Look through the data below and extract, unchanged, the lines from the one that contains "import org.apache.camel.builder.RouteBuilder;" to the one that contains "orpiske, line 46: This", both included.

Provided material
++++
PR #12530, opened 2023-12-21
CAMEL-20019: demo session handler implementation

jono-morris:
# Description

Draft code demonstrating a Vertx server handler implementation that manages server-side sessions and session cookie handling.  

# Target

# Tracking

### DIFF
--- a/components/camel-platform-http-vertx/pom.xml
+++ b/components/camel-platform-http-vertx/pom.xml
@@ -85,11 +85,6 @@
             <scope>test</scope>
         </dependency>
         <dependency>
++++
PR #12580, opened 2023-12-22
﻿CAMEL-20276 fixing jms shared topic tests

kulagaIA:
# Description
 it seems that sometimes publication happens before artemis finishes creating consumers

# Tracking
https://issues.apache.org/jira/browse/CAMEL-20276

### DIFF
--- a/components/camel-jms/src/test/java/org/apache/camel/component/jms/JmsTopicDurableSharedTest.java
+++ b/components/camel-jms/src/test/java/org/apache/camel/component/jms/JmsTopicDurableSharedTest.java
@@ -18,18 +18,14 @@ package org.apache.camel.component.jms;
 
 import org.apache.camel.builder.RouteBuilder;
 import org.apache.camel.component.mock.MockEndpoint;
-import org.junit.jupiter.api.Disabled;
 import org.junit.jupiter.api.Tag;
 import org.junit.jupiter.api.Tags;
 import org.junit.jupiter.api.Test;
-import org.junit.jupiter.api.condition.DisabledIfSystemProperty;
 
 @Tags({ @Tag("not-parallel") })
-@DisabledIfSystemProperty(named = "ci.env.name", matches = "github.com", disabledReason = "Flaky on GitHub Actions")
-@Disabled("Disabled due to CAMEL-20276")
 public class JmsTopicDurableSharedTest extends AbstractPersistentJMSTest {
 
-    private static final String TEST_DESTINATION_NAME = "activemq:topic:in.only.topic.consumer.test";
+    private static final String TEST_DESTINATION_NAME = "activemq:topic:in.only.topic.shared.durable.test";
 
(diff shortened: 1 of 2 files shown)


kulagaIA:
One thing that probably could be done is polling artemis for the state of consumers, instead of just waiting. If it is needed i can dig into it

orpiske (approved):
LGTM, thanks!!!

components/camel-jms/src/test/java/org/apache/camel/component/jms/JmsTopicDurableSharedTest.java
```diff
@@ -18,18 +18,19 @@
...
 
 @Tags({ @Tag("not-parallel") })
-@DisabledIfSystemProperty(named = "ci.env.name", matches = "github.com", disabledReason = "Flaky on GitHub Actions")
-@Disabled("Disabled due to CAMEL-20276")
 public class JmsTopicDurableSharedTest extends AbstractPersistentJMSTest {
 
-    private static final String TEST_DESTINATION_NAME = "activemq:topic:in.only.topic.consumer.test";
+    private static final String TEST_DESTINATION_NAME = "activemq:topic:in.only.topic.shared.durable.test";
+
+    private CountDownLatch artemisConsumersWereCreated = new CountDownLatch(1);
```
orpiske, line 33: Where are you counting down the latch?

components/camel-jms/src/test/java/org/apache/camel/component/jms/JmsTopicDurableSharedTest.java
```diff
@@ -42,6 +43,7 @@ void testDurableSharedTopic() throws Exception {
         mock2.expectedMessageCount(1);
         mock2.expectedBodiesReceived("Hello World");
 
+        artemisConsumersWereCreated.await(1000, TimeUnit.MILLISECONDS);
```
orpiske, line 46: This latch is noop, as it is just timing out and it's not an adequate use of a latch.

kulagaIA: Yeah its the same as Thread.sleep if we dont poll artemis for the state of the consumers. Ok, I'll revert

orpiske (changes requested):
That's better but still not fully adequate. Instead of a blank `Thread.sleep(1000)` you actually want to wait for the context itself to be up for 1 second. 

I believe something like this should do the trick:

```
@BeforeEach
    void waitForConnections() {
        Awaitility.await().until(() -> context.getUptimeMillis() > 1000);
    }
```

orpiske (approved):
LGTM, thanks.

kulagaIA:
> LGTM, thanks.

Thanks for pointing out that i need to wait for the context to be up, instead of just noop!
++++
Finished task
 import org.apache.camel.builder.RouteBuilder;
 import org.apache.camel.component.mock.MockEndpoint;
-import org.junit.jupiter.api.Disabled;
 import org.junit.jupiter.api.Tag;
 import org.junit.jupiter.api.Tags;
 import org.junit.jupiter.api.Test;
-import org.junit.jupiter.api.condition.DisabledIfSystemProperty;
 
 @Tags({ @Tag("not-parallel") })
-@DisabledIfSystemProperty(named = "ci.env.name", matches = "github.com", disabledReason = "Flaky on GitHub Actions")
-@Disabled("Disabled due to CAMEL-20276")
 public class JmsTopicDurableSharedTest extends AbstractPersistentJMSTest {
 
-    private static final String TEST_DESTINATION_NAME = "activemq:topic:in.only.topic.consumer.test";
+    private static final String TEST_DESTINATION_NAME = "activemq:topic:in.only.topic.shared.durable.test";
 
(diff shortened: 1 of 2 files shown)


kulagaIA:
One thing that probably could be done is polling artemis for the state of consumers, instead of just waiting. If it is needed i can dig into it

orpiske (approved):
LGTM, thanks!!!

components/camel-jms/src/test/java/org/apache/camel/component/jms/JmsTopicDurableSharedTest.java
```diff
@@ -18,18 +18,19 @@
...
 
 @Tags({ @Tag("not-parallel") })
-@DisabledIfSystemProperty(named = "ci.env.name", matches = "github.com", disabledReason = "Flaky on GitHub Actions")
-@Disabled("Disabled due to CAMEL-20276")
 public class JmsTopicDurableSharedTest extends AbstractPersistentJMSTest {
 
-    private static final String TEST_DESTINATION_NAME = "activemq:topic:in.only.topic.consumer.test";
+    private static final String TEST_DESTINATION_NAME = "activemq:topic:in.only.topic.shared.durable.test";
+
+    private CountDownLatch artemisConsumersWereCreated = new CountDownLatch(1);
```
orpiske, line 33: Where are you counting down the latch?

components/camel-jms/src/test/java/org/apache/camel/component/jms/JmsTopicDurableSharedTest.java
```diff
@@ -42,6 +43,7 @@ void testDurableSharedTopic() throws Exception {
         mock2.expectedMessageCount(1);
         mock2.expectedBodiesReceived("Hello World");
 
+        artemisConsumersWereCreated.await(1000, TimeUnit.MILLISECONDS);
```
orpiske, line 46: This latch is noop, as it is just timing out and it's not an adequate use of a latch.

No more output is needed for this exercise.